Direct Detection of Dark Matter Debris Flows

TL;DR

This paper investigates the properties of dark matter debris flows resulting from tidal stripping in the Milky Way, highlighting their significance for direct detection experiments due to their high velocity and distinctive signatures.

Contribution

It provides the first detailed analysis of dark matter debris flows in the Via Lactea II simulation, emphasizing their impact on direct detection signals and velocity distributions.

Findings

Debris flow constitutes over 50% of local dark matter at high velocities.

Debris flows produce distinctive recoil energy spectra.
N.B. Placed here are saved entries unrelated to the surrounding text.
PR #214, opened 2022-04-03
Improve the following section UI

alexandrepiveteau:


mobile/src/main/java/ch/epfl/sdp/mobile/state/StatefulFollowingScreen.kt
```diff
@@ -114,8 +148,23 @@ private class SnapshotSocialScreenState(
...
+}
 
-  override fun onPersonClick(person: ProfileAdapter) {
-    onPersonItemClick(person)
+/**
+ * Reduces a [Flow] of [Interaction] to determine whether the flow represents a currently focused
+ * element. This is a [Flow]-based equivalent to [MutableInteractionSource]'s
+ * `collectIsFocusedAsState()`.
+ *
+ * @return the [Flow] of [Interaction] that is reduced.
```
BadrTad, line 158: [Question] I don't understand this doc. The fun returns a Flow that emits true iff the state is focused by reducing the interactions but it doesn't return the reduced flow itself as opposed to what the doc says. Or am I missing something ?

mobile/src/main/java/ch/epfl/sdp/mobile/ui/social/SocialScreen.kt
```diff
@@ -28,97 +33,135 @@ import ch.epfl.sdp.mobile.ui.social.SocialScreenState.Mode.Searching
...
+          style = MaterialTheme.typography.h4,
+          modifier = Modifier.padding(horizontal = 16.dp),
+      )
+    }
+    items(
+        items = players,
+        key = key,
+    ) { friend ->
+      PersonItem(
+          modifier = Modifier.clickable { onShowProfileClick(friend) }.animateItemPlacement(),
```
BadrTad, line 151: [Question] Does changing the order of `clickable` and `animateItemPlacement`  on the `Modifier ` results in a different behavior ?

BadrTad (dismissed):
Great work

mobile/src/main/java/ch/epfl/sdp/mobile/state/StatefulFollowingScreen.kt
alexandrepiveteau: Okay, apparently I had written `@return` instead of `@receiver` in the docs. This is fixed in 8d1c92e2a3b004f0bd461ea49dcd1025fec7d290.

mobile/src/main/java/ch/epfl/sdp/mobile/ui/social/SocialScreen.kt
alexandrepiveteau: Not in this case. In general, the ordering of `Modifier` may affect the behaviour of the items, however in this case `animateItemPlacement` is implemented as a `ParentDataModifier` so it will not be affected by `clickable {}` (or vice-versa).

`ParentDataModifier` is a way for layout nodes to pass some data to their parent, indicating that they want the parent layout to give them a specific behaviour (in this case, the children nodes want to tell their parent that they expect to be animated) [(source)](https://developer.android.com/reference/kotlin/androidx/compose/ui/layout/ParentDataModifier).

BadrTad (approved):

mobile/src/main/java/ch/epfl/sdp/mobile/ui/social/SocialScreen.kt
```diff
@@ -28,97 +33,135 @@ import ch.epfl.sdp.mobile.ui.social.SocialScreenState.Mode.Searching
...
 @OptIn(ExperimentalAnimationApi::class)
 @Composable
-fun <P : Person> SocialScreen(state: SocialScreenState<P>, modifier: Modifier = Modifier) {
-
-  val strings = LocalLocalizedStrings.current
-
+fun <P : Person> SocialScreen(
+    state: SocialScreenState<P>,
+    modifier: Modifier = Modifier,
+    key: ((P) -> Any)? = null,
```
Fouad-sys, line 44: [Question] Why use a function to uniquely identify the list items?

mobile/src/main/java/ch/epfl/sdp/mobile/state/StatefulFollowingScreen.kt
```diff
@@ -114,8 +148,23 @@ private class SnapshotSocialScreenState(
       }
     }
   }
+}
 
-  override fun onPersonClick(person: ProfileAdapter) {
-    onPersonItemClick(person)
+/**
+ * Reduces a [Flow] of [Interaction] to determine whether the flow represents a currently focused
```
Fouad-sys, line 154: [Question] What is meant by the word "focused"?

Fouad-sys (approved):

mobile/src/main/java/ch/epfl/sdp/mobile/ui/social/SocialScreen.kt
alexandrepiveteau: This is required to support animated items. Keys help Compose associate the state of each item with its associated composable : https://developer.android.com/jetpack/compose/lists#item-keys.

PR #222, opened 2022-04-05
Add an `id` accessor to `DocumentReference`

### LINKED ISSUE #220: Add a `document()` overload to the `Store` builder DSL

### LINKED ISSUE #221: Provide access to `DocumentReference.id` in `Store`

alexandrepiveteau:
This will close #221.

### DIFF
--- a/mobile/src/androidTest/java/ch/epfl/sdp/mobile/test/infrastructure/persistence/store/fake/FakeDocumentReference.kt
+++ b/mobile/src/androidTest/java/ch/epfl/sdp/mobile/test/infrastructure/persistence/store/fake/FakeDocumentReference.kt
@@ -23,6 +23,9 @@ class FakeDocumentReference(id: FakeDocumentId) : DocumentReference, CollectionB
 
   val state = MutableStateFlow(State(id))
 
+  override val id: String
+    get() = state.value.id.value
+
   override fun collection(path: String): CollectionReference {
     return state.updateAndGetWithValue {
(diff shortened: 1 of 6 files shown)


matt989253 (approved):
Thanks, LGTM!

mobile/src/androidTest/java/ch/epfl/sdp/mobile/test/infrastructure/persistence/store/fake/FakeDocumentReference.kt
```diff
@@ -23,6 +23,9 @@ class FakeDocumentReference(id: FakeDocumentId) : DocumentReference, CollectionB
 
   val state = MutableStateFlow(State(id))
 
+  override val id: String
```
BadrTad, line 26: [Question] I was always confused when it comes to overriding in Kotlin. When do we explicit the get ?

BadrTad (approved):

mobile/src/androidTest/java/ch/epfl/sdp/mobile/test/infrastructure/persistence/store/fake/FakeDocumentReference.kt
alexandrepiveteau: It depends on the behaviour you want to give. Long story shot, `override val id = "something"` creates a field (and **stores the value**) in the object, so it's a property. `override val id get() = "something"` works like a function and if what's in the `get()` changes over time, `id` may return different values if it's called multiple times.

PR #235, opened 2022-04-09
Change drawing order of available actions on chessboard

### LINKED ISSUE #234: Some actions / dots on the chessboard are hidden and not visible
As pointed out my @matt989253, in certain situations, some actions are not visible because they're hidden behind the drawing of the piece. The drawing order of the actions should be updated so the actions are always drawn on top of the chessboard.

## Example

In this situation, the pawn should be able to take the queen, but the action is not visible because the queen is opaque and covers the whole dot.

telegram-cloud-photo-size-4-5945082959801464774-y

alexandrepiveteau:
This fixes #234 by adding a `drawBehind` parameter to the `Modifier.cells` modifier. When set to `true`, the modifier will behave exactly as before. When set to `false`, the content will be drawn **before** the `Modifier`.

**Tests** : manual visual testing (we don't have screenshot tests yet but this would have been a good candidate)

## Screenshot :

In this situation, the pawn's action to eat the queen is drawn in the right order.

telegram-cloud-photo-size-4-5947021128218294633-y

### DIFF
--- a/mobile/src/main/java/ch/epfl/sdp/mobile/ui/game/ChessBoardModifiers.kt
+++ b/mobile/src/main/java/ch/epfl/sdp/mobile/ui/game/ChessBoardModifiers.kt
@@ -7,6 +7,7 @@ import androidx.compose.runtime.getValue
 import androidx.compose.ui.Modifier
 import androidx.compose.ui.composed
 import androidx.compose.ui.draw.drawBehind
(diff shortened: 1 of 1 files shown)


matt989253 (approved):

barmettlerl (approved):
It looks good for me. Nothing to add

PR #250, opened 2022-04-13
Add `Board.toBoard()` function to flatten boards, and flatten the past board history

alexandrepiveteau:
This change dramatically increases the performance of the chess engine, since it ensures that the boards are no longer wrapped in decorators when used in the next game step.

Combined with #236, this makes the game playable when 100+ moves are performed.

### DIFF
--- a/mobile/src/main/java/ch/epfl/sdp/mobile/application/chess/engine/Board.kt
+++ b/mobile/src/main/java/ch/epfl/sdp/mobile/application/chess/engine/Board.kt
@@ -1,5 +1,7 @@
 package ch.epfl.sdp.mobile.application.chess.engine
 
+import ch.epfl.sdp.mobile.application.chess.engine.implementation.buildBoard
+
 /**
  * A [Board] contains a bunch of [Piece] positioned in a certain way.
  *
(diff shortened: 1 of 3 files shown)


mobile/src/main/java/ch/epfl/sdp/mobile/application/chess/engine/Board.kt
```diff
@@ -30,3 +32,16 @@ interface Board<Piece : Any> : Iterable<Pair<Position, Piece>> {
...
+
+/**
+ * Copies the pieces from this [Board] into a new [Board]. The resulting [Board] is guaranteed to be
+ * immutable, and is created by copying all the pieces from the previous board.
+ *
+ * @param Piece the type of the pieces which are present in a board.
+ * @return a new [Board] copy.
+ */
+fun <Piece : Any> Board<Piece>.toBoard(): Board<Piece> = buildBoard {
+  for ((position, piece) in this@toBoard) {
```
barmettlerl, line 44: Question: What is the advantage to have a immutable Board. This copying is very expensive, depending on the game length.

barmettlerl (approved):
Code looks good. Have just a p'tit question :)

mobile/src/main/java/ch/epfl/sdp/mobile/application/chess/engine/Board.kt
alexandrepiveteau: An immutable `Board` is a good fit to model the current chess board state and make available (as separate `Board` instances) the past board states. The past board states are necessary to calculate some of the available moves (like whether castling is allowed or not).

However, I don't understand what you mean when saying "The copying is very expensive, depending on the game length". `toBoard()` works on a `Board`, not a `Game`, so it only creates a copy with the current pieces (aka at most 32 items). Do you have something else in mind ?

barmettlerl: Ah okey, mais cette restriction applies only to some pieces. Doesn't it make more sense to have a flag in the Board class that keeps track of those conditions?

KurohanaJuri (approved):

PR #253, opened 2022-04-14
Use different dispatchers when serializing and deserializing games

### LINKED ISSUE #237: Investigate and resolve lag issues in chess engine for games that have many moves
After some initial investigations, there seems to be two main issues which may decrease the performance of the chess board :

- When a new game state is received, the whole game has to get replayed. For long games, we'd like to see incremental updates applied.
- The color normalisation process does not flatten the boards regularly, resulting in game board accesses which have an increasing cost as the game moves on.

alexandrepiveteau:
This PR adds some basic multi-threading support to make moving pieces smoother.

This fixes #237, since the other points were addressed in previous PRs.


matt989253 (dismissed):

mobile/src/main/java/ch/epfl/sdp/mobile/application/chess/ChessFacade.kt
```diff
@@ -102,7 +113,8 @@ private data class StoreMatch(
 
   private val documentFlow = store.collection("games").document(id).asFlow<ChessDocument>()
 
-  override val game = documentFlow.map { it?.moves ?: emptyList() }.mapToGame()
+  override val game =
+      documentFlow.map { it?.moves ?: emptyList() }.mapToGame().buffer().flowOn(ioDispatcher)
```
alexandrepiveteau, line 117:
```suggestion
      documentFlow.map { it?.moves ?: emptyList() }.mapToGame().flowOn(ioDispatcher)
```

Debris flows are spatially uniform at 8 kpc, ensuring their presence in detection experiments.

Abstract

Tidal stripping of dark matter from subhalos falling into the Milky Way produces narrow, cold tidal streams as well as more spatially extended "debris flows" in the form of shells, sheets, and plumes. Here we focus on the debris flow in the Via Lactea II simulation, and show that this incompletely phase-mixed material exhibits distinctive high velocity behavior. Unlike tidal streams, which may not necessarily intersect the Earth's location, debris flow is spatially uniform at 8 kpc and thus guaranteed to be present in the dark matter flux incident on direct detection experiments. At Earth-frame speeds greater than 450 km/s, debris flow comprises more than half of the dark matter at the Sun's location, and up to 80% at even higher speeds. Therefore, debris flow is most important for experiments that are particularly sensitive to the high speed tail of the dark matter distribution, such as searches for light or inelastic dark matter or experiments with directional sensitivity. We show that debris flow yields a distinctive recoil energy spectrum and a broadening of the distribution of incidence direction.